PR #1151, opened 2016-06-06
Remove users with bad tokens from repo

gylaz:
GitHub returns `401 - Bad credentials` status when a user with
expired/invalid token tries to set it. We should handle that case and
remove that token from the repo's memberships.

### DIFF
--- a/app/services/build_runner.rb
+++ b/app/services/build_runner.rb
@@ -7,7 +7,7 @@ class BuildRunner
     end
   rescue Config::ParserError => exception
     report_config_file_as_invalid(exception)
-  rescue Octokit::NotFound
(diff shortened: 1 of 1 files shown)


jcmorrow:
@gylaz is this usually because something has actually expired or is it usually because Hound is removed from the repo?

gylaz:
My best guess is that this happens when a user has been removed from the repo. Hound will first use a token of any user that is associated with the repo -- it assumes they have access -- if it fails to get it, it disassociates that user (and in the end falls back to Hound's own token).

jcmorrow:
Makes sense, LGTM! 🌂

PR #1153, opened 2016-06-07
Move linter names to Linter::Collection

jcmorrow:
Move linter names to Linter::Collection and rename `BETA_LANGUAGES` to `BETA_LINTERS`. This is a change isolated from https://github.com/houndci/hound/pull/1149


app/models/linter/collection.rb
```diff
@@ -14,6 +14,10 @@ class Collection
       Linter::Swift,
     ].freeze
 
+    def self.linter_names
+      LINTERS.map { |klass| klass.name.demodulize.downcase }
```
gylaz: It's `self.class.name.demodulize.underscore` in `app/models/linter/base.rb`. I'm not sure which one we *should* use, but it seems they should be consistent.

app/models/hound_config.rb
```diff
@@ -1,22 +1,12 @@
...
-    go
-    haml
-    javascript
-    python
-    ruby
-    scss
-    swift
-  )
+  ).freeze
+  CONFIG_FILE = ".hound.yml".freeze
```
gylaz: How about using `# frozen_string_literal: true` a the top of the file?

gylaz:
Two questions, then LGTM.

app/models/linter/collection.rb
jcmorrow: Yeah `underscore` is superior here.

app/models/hound_config.rb
```diff
@@ -1,22 +1,13 @@
+# frozen_string_literal: true
```
jcmorrow: @gylaz does it go on the top line outside of the class or inside of the class?

gylaz: This is correct. First line in the file

PR #1154, opened 2016-06-07
Rename `enabled_for?` to `linter_enabled?`

jcmorrow:
This is a change isolated from https://github.com/houndci/hound/pull/1149. The new naming is clearer and makes `HoundConfig` more readable.

### DIFF
--- a/spec/models/hound_config_spec.rb
+++ b/spec/models/hound_config_spec.rb
@@ -22,7 +22,7 @@ describe HoundConfig do
     end
   end
 
-  describe "#enabled_for?" do
+  describe "#linter_enabled?" do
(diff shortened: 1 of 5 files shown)


spec/models/hound_config_spec.rb
```diff
@@ -173,4 +173,8 @@
       end
     end
   end
+
+  def be_enabled_for(linter_name)
+    be_linter_enabled linter_name
```
gylaz: I think we've been fans of parens in Ruby, expect specific DSLs.

gylaz:
👍

teoljungberg:
I _love_ the size of these PRs!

## GOAL OF THE EXERCISE
Return each line from the records that includes the word "with".

## ANSWER TO THE PROBLEM
Remove users with bad tokens from repo
GitHub returns `401 - Bad credentials` status when a user with
My best guess is that this happens when a user has been removed from the repo. Hound will first use a token of any user that is associated with the repo -- it assumes they have access -- if it fails to get it, it disassociates that user (and in the end falls back to Hound's own token).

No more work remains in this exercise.